Exercise instructions:
Establish the number of lines below that contain the string "only". State that number alone.
# # #
PR #420, opened 2021-04-15
fix position of venv_params within conda create

### LINKED ISSUE #419: creation of conda environment fails when venv_params is not None
**Describe the bug**
If venv_params is used when creating a conda environment, then the value of venv_params gets inserted into the conda command line argument list at the wrong location. The current code attempts to add pip to the list of packages to be installed and places 'pip' before venv_params. However, the `conda create ...` command expects all options to be listed before package names, so if venv_params contains an optional switch, then an invalid command is generated.  This causes the `conda create ...` command to fail and not create the desired environment.

**How to reproduce**
```
$ uname -a
Darwin myhostname 19.6.0 Darwin Kernel Version 19.6.0: Tue Jan 12 22:13:05 PST 2021; root:xnu-6153.141.16~1/RELEASE_X86_64 x86_64
$ python --version
Python 3.8.5
$ nox --version
2020.12.31
$ cat noxfile.py 
import nox

@nox.session(venv_backend='conda', venv_params=['--channel=conda-forge'])
def should_work(session):
    session.conda_install('flake8')
$ nox
nox > Running session should_work
nox > Creating conda env in .nox/should_work with python
nox > Command conda create --yes --prefix /Users/myuserid/myproject/.nox/should_work pip --channel=conda-forge python failed with exit code 2:
usage: conda [-h] [-V] command ...
conda: error: unrecognized arguments: python
nox > Session should_work failed.
$ 
```

**Expected behavior**
The command executed should be:
```
conda create --yes --prefix /Users/myuserid/myproject/.nox/should_work --channel=conda-forge pip python
```
And then the conda environment is successfully created.

wholtz:
Fixes #419 by moving 'pip' to after venv_params

### DIFF
--- a/nox/virtualenv.py
+++ b/nox/virtualenv.py
@@ -226,17 +226,12 @@ class CondaEnv(ProcessEnv):
             )
             return False
 
-        cmd = [
-            "conda",
-            "create",
-            "--yes",
-            "--prefix",
-            self.location,
-            # Ensure the pip package is installed.
-            "pip",
-        ]
+        cmd = ["conda", "create", "--yes", "--prefix", self.location]
 
         cmd.extend(self.venv_params)
+
+        # Ensure the pip package is installed.
+        cmd.append("pip")
 
         if self.interpreter:
             python_dep = "python={}".format(self.interpreter)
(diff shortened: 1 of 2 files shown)


theacodes:
Nice, thank you!

jcollado:
@theacodes I need this PR to fix a problem I have with conda dependencies (I need to pass `venv_params=["-c", "conda-forge"]`. Since it's been more than four months since last release, would it be possible to create a new one that includes this fix?

PR #423, opened 2021-05-19
Allow arbitrary kwargs to subprocess.Popen

rmorshea:
In my particular case I need to set the `cwd` param of the subprocess.


rmorshea:
nevermind there's a `session.chdir`

PR #426, opened 2021-05-23
Drop contexter from test requirements

cjolowicz:
The contexter package is a third-party backport of contextlib (with some
extensions). It is no longer required because Nox does not support Python 2
anymore, and we only ever used the standard ExitStack interface.

The contexter package was used only in the test suite.

Supercedes #421


theacodes (approved):

cjolowicz:
thanks @theacodes  :)

PR #427, opened 2021-05-24
Add --force-python option as shorthand for --python and --extra-python

cjolowicz:
This PR adds an option `--force-python` / `--force-pythons` which functions as a shorthand for when the same interpreter spec should be passed to both `--python` and `--extra-python`. This has the effect of running sessions on the specified interpreter *instead* of those listed for each session.

In other words, these two are equivalent:

- `nox --python=X.Y --extra-python=X.Y`
- `nox --force-python=X.Y`

By comparison, `--extra-python` on its own adds an interpreter to those listed for a session. The sessions will be run on the original Python versions *as well as* the extra version.

This came up a few times in the past:

- https://github.com/theacodes/nox/pull/361#issuecomment-748300867
- https://github.com/theacodes/nox/issues/412#issuecomment-810164777
- https://github.com/theacodes/nox/issues/233#issuecomment-846614741

### DIFF
--- a/docs/usage.rst
+++ b/docs/usage.rst
@@ -163,22 +163,27 @@ If the Noxfile sets ``nox.options.reuse_existing_virtualenvs``, you can override
 
 Running additional Python versions
 ----------------------------------
-In addition to Nox supporting executing single sessions, it also supports runnings python versions that aren't specified using ``--extra-pythons``.
+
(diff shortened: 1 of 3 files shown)


theacodes (approved):
This looks great! Thank you. :)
# # #
Solution to the exercise:
2